By Muhammad Najeeb, IANS
Islamabad : Though there is no decisive victor either at the centre or in any of the four provinces, slain former prime minister Benazir Bhutto’s Pakistan Peoples Party (PPP) Tuesday emerged as the single largest party in the national elections.
PPP secured 86 seats in the 272-member National Assembly but needs at least 50 more to form the government. Former prime minister Nawaz Sharif’s Pakistan Muslim League-Nawaz (PML-N) took the second spot with 66 seats while the Pakistan Muslim League-Quaid (PML-Q) backed by President Pervez Musharraf trailed third with 49 seats.
The Muttahidda Qaumi Movement (MQM) with its power base in urban Sindh got 19 seats, the Awami National Party (ANP) 10 and the religious alliance Mutahidda Majlis-e-Amal (MMA) could get only three seats in the National Assembly, a huge comedown from the 78 seats it had in the previous parliament.
Bhutto’s widower Asif Ali Zardari, who now heads the PPP after his wife’s assassination Dec 27, came to Islamabad soon after results showed that his party was leading in the polls. He is scheduled to chair PPP’s executive committee meeting in the evening before meeting Sharif in the capital.
Sharif, who had to rush to Mansehra to attend the funeral of his daughter’s mother-in-law who died Monday night, will be here Tuesday evening. “Several meetings are expected,” his party’s senior leader Zafar Ali Shah told IANS.
MQM chief Altaf Hussain has already announced his support to PPP and PML-N in case they form a joint government at the centre. The ANP has also showed its interest in cooperating with the “anti-Musharraf” alliance.
Both Zardari and Sharif did not contest the elections and cannot become prime minister until they are members of the National Assembly. The prime minister has to be a member of the lower house of the parliament before taking oath of office. However, both have the option of contesting by-polls that can be held by mid-March.
According to PML-N senior vice-president Makhdoom Javed Hashmi, they would extend “conditional support to PPP in forming the government”. He said they would go ahead to cooperate with the PPP if their demands were accepted.
“We want immediate restoration of the Supreme Court and high court judges,” he said, giving his first demand about judges who were sacked Nov 3 last year when Musharraf imposed emergency. Seven Supreme Court and 34 high court judges were sacked for not showing allegiance to Musharraf.
He added that the PPP would have to agree to give independence to the media and move a no-trust against President Musharraf.
“Justice Iftikhar will have to come and Musharraf will have to go,” Hashmi told IANS, referring to sacked Supreme Court chief justice Iftikhar Chaudhry, who is under house arrest since Nov 3 when he was removed from his position.

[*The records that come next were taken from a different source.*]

PR #2981, opened 2023-10-10
vita3k: Use LOG_..._ONCE when appropriate

Macdu:
Replace all previous use of a static variables with a call to LOG_***_ONCE which looks much better.

Also replace the calls to STUBBED, UNIMPLEMENTED and RET_ERROR to use the LOG_***_ONCE version instead of locking a mutex and looking in a map each time they are called (which is very inefficient). This should help performance.


Zangetsu38 (dismissed):

vita3k/util/include/util/log.h
```diff
@@ -63,24 +57,33 @@ ExitCode add_sink(const fs::path &log_path);
...
 
 #define LOG_ONCE(log_function, ...)    \
-    do {                               \
+    {                                  \
         static bool LOG_DONE = false;  \
         if (!LOG_DONE)                 \
             log_function(__VA_ARGS__); \
         LOG_DONE = true;               \
-    } while (0)
+    }
```
bookmist, line 65: then `;` after block become a warning. Such loop is a special kind of expression to use in macros, it is a block after that `;` should be (after `{ ... }` should not be a `;`)

vita3k/module/include/module/module.h
```diff
@@ -21,11 +21,17 @@
...
-int unimplemented_impl(const char *name);
-#define UNIMPLEMENTED() unimplemented_impl(export_name)
-
-int stubbed_impl(const char *name, const char *info);
-#define STUBBED(info) stubbed_impl(export_name, info)
+#define UNIMPLEMENTED()                                                \
+    ([&]() {                                                           \
+        LOG_WARN_ONCE("Unimplemented {} import called.", export_name); \
+        return 0;                                                      \
+    })()
```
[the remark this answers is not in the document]
Macdu: The compiler is clever enough to optimize these two as the same things (also it is already clever enough to completely remove the lambda).

vita3k/util/include/util/log.h
Macdu: Oh, I didn't know ty, I will change that the the way it was previously.

vita3k/renderer/src/vulkan/sync_state.cpp
```diff
@@ -249,10 +249,7 @@ void sync_visibility_index(VKContext &context, bool enable, uint32_t index, bool
     }
 
     if (index >= context.current_visibility_buffer->size) {
-        static bool has_happened = false;
-        LOG_WARN_IF(!has_happened, "Using visibility index {} which is too big for the buffer");
-        has_happened = true;
-
+        LOG_WARN_ONCE("Using visibility index {} which is too big for the buffer");
```
bookmist, line 252: what index? there is a `{}` and no parameter

bookmist (approved):

PR #2991, opened 2023-10-12
gui: check if app is found in index for log in init_app_background.

Zangetsu38:
# About
- gui: check if app is found in index for log in init_app_background.
should fix crash when fw is missing.

### DIFF
--- a/vita3k/gui/src/gui.cpp
+++ b/vita3k/gui/src/gui.cpp
@@ -388,14 +388,16 @@ void init_app_background(GuiState &gui, EmuEnvState &emuenv, const std::string &
     else
         vfs::read_app_file(buffer, emuenv.pref_path, app_path, "sce_sys/pic0.png");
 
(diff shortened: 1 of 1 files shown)


bookmist (approved):

vita3k/gui/src/gui.cpp
```diff
@@ -388,14 +388,16 @@ void init_app_background(GuiState &gui, EmuEnvState &emuenv, const std::string &
     else
         vfs::read_app_file(buffer, emuenv.pref_path, app_path, "sce_sys/pic0.png");
 
+    const auto title = (APP_INDEX != gui.app_selector.sys_apps.end()) && (APP_INDEX != gui.app_selector.user_apps.end()) ? APP_INDEX->title : app_path;
```
Macdu, line 391: That will always be false

Zangetsu38: is not works fine for me

PR #2993, opened 2023-10-12
shader: Increase repeat offset for GPI on mode both

Macdu:
The RepeatMode Both means that both internal and external register must be increased during each step.

This (partially) fixes graphics in Chaos Rings 2.


EXtremeExploit (approved):
oke

Zangetsu38 (approved):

Clearly, the PPP and PML-N had made big gains in elections that were held amid fears of violence and rigging allegations by the opposition against Musharraf and his allies.
Musharraf told TV news channels on Tuesday: “There should be reconciliation, and nothing should be done in anyone’s personal interest. I believe in politics of conciliation, not of confrontation.”
But Sharif, who returned to the country seven years of exile, has repeatedly said that he would not work with Musharraf.
Musharraf’s ally, MQM chief Altaf Hussain, has been quick to announce support for the PML-N and PPP in forming governments in Islamabad and in the Sindh province.
Several top leaders of Musharraf-backed PML-Q lost in the polls, mostly to the PML-N in Punjab and to the PPP in Sindh.
PML-Q president and former prime minister Chaudhry Shujaat Hussain was defeated on both the NA seats he contested, including in his home constituency Gujarat by PPP candidate Chaudhry Ahmed Mukhtar.
Six-time winner and former minister Sheikh Rashid Ahmed got a drubbing in Rawalpindi, where he has ruled for over two decades, by PML-N’s Hanif Abbasi and Javed Hashmi.
Among the other big losers were former defence minister and close Musharraf aide Rao Sikandar Iqbal, PML-Q stalwart Hamid Nasir Chatta and former ministers Liaquat Jotoi, Hamayun Akhtar Khan and Ijazul Haq.
The results come as a huge setback to Musharraf, who left the army chief’s position in December before taking oath as civilian president.
“His fate is in balance now…he may have to resign,” a PML-Q leader said. Musharraf last month said that if the new parliament tried to impeach him he would prefer to resign rather to face humiliation.
In such a situation, Musharraf’s best option could be to woo PPP instead of working with PML-N, said the leader who was considered very close to Musharraf in the previous set-up.